- Work instruction -
Start at the line containing "PR #8454, opened 2024-03-05" and transcribe every line exactly through the end of the records below, and only those lines.

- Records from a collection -
= Beginning of Section =
PR #8176, opened 2023-12-24
AI: use the "cautious offensive" tactics only against melee-only armies without the distant attack potential (including damage spells)

### LINKED ISSUE #7973: Combat, AI is moving too safe while opposing army with strong ranged troops

### LINKED ISSUE #8070: Combat, enemy advancement issue
### Preliminary checks

### Platform

Windows

### Describe the bug

Enemy is not using the whole movement range if I place my troops at the distance (move speed+2) in front of his troops.

https://github.com/ihhub/fheroes2/assets/55348946/afc90dd1-d9ef-4f9c-93bc-b64f192fab08

This could be highly abused by cheating humans allowing archers to shoot a few more turns.
I think there's no need to use such tactics if AI troops are slower than my.

Even if AI is going towards slower troops I can abuse this logic and slow down swordsmen for a few turns:

https://github.com/ihhub/fheroes2/assets/55348946/0499596d-5a72-4c35-9be2-6e58314ae5cd

I suggest swordsmen rush without slowing down in a case enemy army has strong shooters and/or weak troop standing in front of swordsmen.

### Save file

None.

### Additional info

_No response_

oleg-derevenetz:
fix #8070
close #7973

### DIFF
--- a/src/fheroes2/ai/normal/ai_normal.h
+++ b/src/fheroes2/ai/normal/ai_normal.h
@@ -250,6 +250,7 @@ namespace AI
         bool _defendingCastle = false;
         bool _considerRetreat = false;
         bool _defensiveTactics = false;
+        bool _cautiousOffensive = false;
     };
 
     class Normal : public Base
--- a/src/fheroes2/ai/normal/ai_normal_battle.cpp
+++ b/src/fheroes2/ai/normal/ai_normal_battle.cpp
@@ -834,7 +834,12 @@ namespace AI
             _enemyShootersStrength += commanderMaximumSpellDamageValue( *enemyCommander );
         }
 
-        _defensiveTactics = [this, &currentUnit]() {
+        assert( _myArmyStrength > 0.0 && _enemyArmyStrength > 0.0 );
+
+        const double myArcherRatio = _myShootersStrength / _myArmyStrength;
+        const double enemyArcherRatio = _enemyShootersStrength / _enemyArmyStrength;
+
+        _defensiveTactics = [this, &currentUnit, myArcherRatio, enemyArcherRatio]() {
             // Unit is already in the enemy half of the battlefield, just let it keep attacking
             if ( !isPositionLocatedInDefendedArea( currentUnit, currentUnit.GetPosition() ) ) {
                 return false;
@@ -858,21 +863,13 @@ namespace AI
                 return true;
             }
 
-            assert( _myArmyStrength > 0.0 && _enemyArmyStrength > 0.0 );
-
-            const double myArcherRatio = _myShootersStrength / _myArmyStrength;
-            const double enemyArcherRatio = _enemyShootersStrength / _enemyArmyStrength;
-
-            const double myArcherThreshold = 0.15;
-            const double enemyArcherThreshold = 0.66;
-
             // If we have an unfavorable ratio of infantry and shooters for defense, then it is better to choose an offensive
-            if ( myArcherRatio < myArcherThreshold ) {
+            if ( myArcherRatio < 0.15 ) {
                 return false;
             }
 
             // If the enemy has too many shooters, but not enough infantry to cover them, then it makes sense to choose an offensive
-            if ( enemyArcherRatio > enemyArcherThreshold ) {
+            if ( enemyArcherRatio > 0.66 ) {
                 return false;
             }
 
@@ -880,12 +877,12 @@ namespace AI
         }();
 
         // If an offensive tactic is chosen, then this means that, most likely, the enemy has more shooters, which means that we should try to attack the enemy and
-        // neutralize his shooters as quickly as possible. A cautious offensive tactics can be chosen only if our army is fighting an enemy army that cannot attack
-        // from a distance.
-        _cautiousOffensive = ( _enemyShootersStrength < 0.1 );
+        // neutralize his shooters as quickly as possible. A cautious offensive tactics can be chosen only if our army is fighting an enemy army that has limited
+        // distance attack capabilities.
+        _cautiousOffensive = ( enemyArcherRatio < 0.15 );
 
         DEBUG_LOG( DBG_BATTLE, DBG_TRACE,
-                   ( _defensiveTactics ? "Defensive" : "Offensive" )
+                   ( _defensiveTactics ? "Defensive" : ( _cautiousOffensive ? "Cautious offensive" : "Offensive" ) )
                        << " tactics have been chosen. Army strength: " << _myArmyStrength << ", shooters strength: " << _myShootersStrength
                        << ", enemy army strength: " << _enemyArmyStrength << ", enemy shooters strength: " << _enemyShootersStrength )
     }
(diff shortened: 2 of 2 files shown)


ihhub (approved):

Branikolog:
Hi, @oleg-derevenetz !
This problem bothered me so much time. I'm so glad, here's the PR fixing it! :)
I've already started testing battles and here's one thing that I start thinking after a few dozens of battles:

https://github.com/ihhub/fheroes2/assets/55348946/dbdf3198-4be1-4d4c-9c1f-4793bd183729

I think 1 ranger is not a huge threat for minotaurs to switch off "cautious offensive" tactics. How do you think? I suggest comparing the overall shooters strength with defending melee army, If shooters make significantly less damage, than melee troops could do to attacking troops (minotaurs) AI can be a little bit more cautious. :)

oleg-derevenetz:
Hi @Branikolog

> I suggest comparing the overall shooters strength with defending melee army, If shooters make significantly less damage

So what should be the factor of archers strength vs total strength? 5%? 10%? 15%? Do you remember about the corner cases that are "attached" to each constant of this kind?

Branikolog:
@oleg-derevenetz 
Corner cases... Sure! :D
What if we use the same value is used for defending archers? If their strength is not so high, comparing the melee defending troops, attackers shouldn't really bother much rushing them and be attacked by defenders.

Branikolog:
But anyway, the value is up to you.
I hope, you agree, that 1 ranger is not really a reason for minotaurs to appear under attack of brave swordsmen? :)

ihhub:
@Branikolog , as usual please be more specific. Give examples when N shooters matter but N - 1 don't. Also how about 1 Mage vs Minotaurs?

oleg-derevenetz:
@Branikolog OK, for now, let's make such an assessment that we can resort to cautious offensive if the share of archers in the total power of the enemy army is no more than 15%.

Branikolog:
@oleg-derevenetz 
Thanks! Now I feel it is working better. We can later adjust the value (maybe enemy can rush if shooters are 1-2% weaker, than the current value) , but now it's +/- adequate.

@ihhub 
Sorry, but I couldn't be more specific here, since we don't count on the number of troops, but on the strength. I'm not really good in calculations of troops threat. But @oleg-derevenetz made it well!

Branikolog:
@oleg-derevenetz 
One more related thing I want to mention. It is probably out of the PR, but I would like to share it and hear your opinion.

https://github.com/ihhub/fheroes2/assets/55348946/09dacf45-89d6-4e7c-87fb-4b0a124c09c4

Champions are definitely much faster, than golems and they really don't need to advance ahead so much. 
I think it would be nice if champions try to position themselves out of the range of defending slow golems, even in "non-cautious" state.

oleg-derevenetz:
@Branikolog

> Champions are definitely much faster, than golems and they really don't need to advance ahead so much.

We need to develop a common algorithm, and this cannot be based on just one situation. What if there is also a faster stack in addition to golems? What if golem's stacks are stronger than this stack? What if that faster stack is stronger than stacks of golems? Etc, etc. The more complicated the logic, the worse, because with each new condition, a lot of new boundary situations and gray areas arise.

Branikolog:
@oleg-derevenetz 
 
> > Champions are definitely much faster, than golems and they really don't need to advance ahead so much.
> 
> We need to develop a common algorithm, and this cannot be based on just one situation. What if there is also a faster stack in addition to golems? What if golem's stacks are stronger than this stack? What if that faster stack is stronger than stacks of golems? What if they are roughly equal in power? Etc, etc. The more complicated the logic, the worse, because with each new condition, a lot of new boundary situations and gray areas arise.

Is it within the scope of this PR, or should we discuss it in a separate thread/PR-draft?

oleg-derevenetz:
@Branikolog

> Is it within the scope of this PR, or should we discuss it in a separate thread/PR-draft?

Since there is not even an approximate clarity on how exactly this should work right now, this is definitely beyond the scope of this PR :)

Branikolog:
@oleg-derevenetz 

> Since there is not even an approximate clarity on how exactly this should work right now, this is definitely beyond the scope of this PR :)

I have some approximate ideas. :D But the logic is going to consist of multiple rules, so lets hold it back or discuss somewhere else. :)
For now I would like to test this PR for several hours more to be sure I'm approving a 100% working improvement. :)

oleg-derevenetz:
@Branikolog Just for your information, how exactly the "cautious offensive" mode works currently. The candidate path of the unit is taken and for each tile tile "threat level" is calculated, and the farthest cell of the path is chosen from those with the least threat level. For example, if such a path passes through tiles with indexes 1, 2, 3 and there is unit A with threat level 100 and unit B with threat level 200, but unit B can access tiles 2 and 3, while unit A can access tiles 1 and 2, then path should be cut to the tile 1. However, if unit B can access just tile 2, then the path does not need to be cut at all. Here is an example of a general solution (certainly not ideal, but it works well enough). Need to work out something like that.

oleg-derevenetz:
> I have some approximate ideas.

It is necessary to have a common mathematical/logical model. E.g. "for each our unit we take the metric A (or calculate it in this way), then compare it with coefficient X, if it more than X, then we do Y, else we take another metric B for each enemy unit, ..." etc. Here's how computers behave :)

Branikolog (approved):
@oleg-derevenetz 
>It is necessary to have a common mathematical/logical model. E.g. "for each our unit we take the metric A (or calculate it in this way), then compare it with coefficient X, if it more than X, then we do Y, else we take another metric B for each enemy unit, ..." etc. Here's how computers behave :) Excluding maybe neural networks, but that's a completely different story.
Thank you for this explanation! I understand it better how it works. If I can, I come up with the proposal how we can improve the logic. Considering the explained current implementation.
The PR is OK for me. Haven't found any issues.

ihhub:

PR #8429, opened 2024-02-24
Fix invalid calculation of "short" object passability

ihhub:
relates to #4495


ihhub:
Closing this pull request as it is very outdated and the solution doesn't work.

PR #8454, opened 2024-03-05
Update DK translation (v1)

Stisen1:
- Reaching for a 100% translation mark.
- Changes to some wordings for easier interpretation and scanning through tool tips. 
- Changed the skill class "Nekromantik" to "Nekromanti" as Danish dictionaries suggest that "nekromanti" covers necromancy as a performance or act rather than an ideology. We don't actually have a word for necromancy as a skill. ALSO... "nekromantik" doesn't fit inside the skill window on the Hero Screen Window.


ihhub (approved):

ihhub:
@Stisen1 , thank you so much for the update!

PR #8459, opened 2024-03-06
fixed double daily resources award

dood-apo:
`GetIncome()` already handles campaign awards!

### DIFF
--- a/src/fheroes2/kingdom/kingdom.cpp
+++ b/src/fheroes2/kingdom/kingdom.cpp
@@ -25,8 +25,6 @@
 
 #include <algorithm>
 #include <cassert>
-#include <cstddef>
-#include <memory>
 #include <ostream>
 #include <string>
 #include <vector>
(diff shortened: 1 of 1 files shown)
= End of Section =
- Response for this exercise -
PR #8454, opened 2024-03-05
Update DK translation (v1)

Stisen1:
- Reaching for a 100% translation mark.
- Changes to some wordings for easier interpretation and scanning through tool tips. 
- Changed the skill class "Nekromantik" to "Nekromanti" as Danish dictionaries suggest that "nekromanti" covers necromancy as a performance or act rather than an ideology. We don't actually have a word for necromancy as a skill. ALSO... "nekromantik" doesn't fit inside the skill window on the Hero Screen Window.


ihhub (approved):

ihhub:
@Stisen1 , thank you so much for the update!

PR #8459, opened 2024-03-06
fixed double daily resources award

dood-apo:
`GetIncome()` already handles campaign awards!

### DIFF
--- a/src/fheroes2/kingdom/kingdom.cpp
+++ b/src/fheroes2/kingdom/kingdom.cpp
@@ -25,8 +25,6 @@
 
 #include <algorithm>
 #include <cassert>
-#include <cstddef>
-#include <memory>
 #include <ostream>
 #include <string>
 #include <vector>
(diff shortened: 1 of 1 files shown)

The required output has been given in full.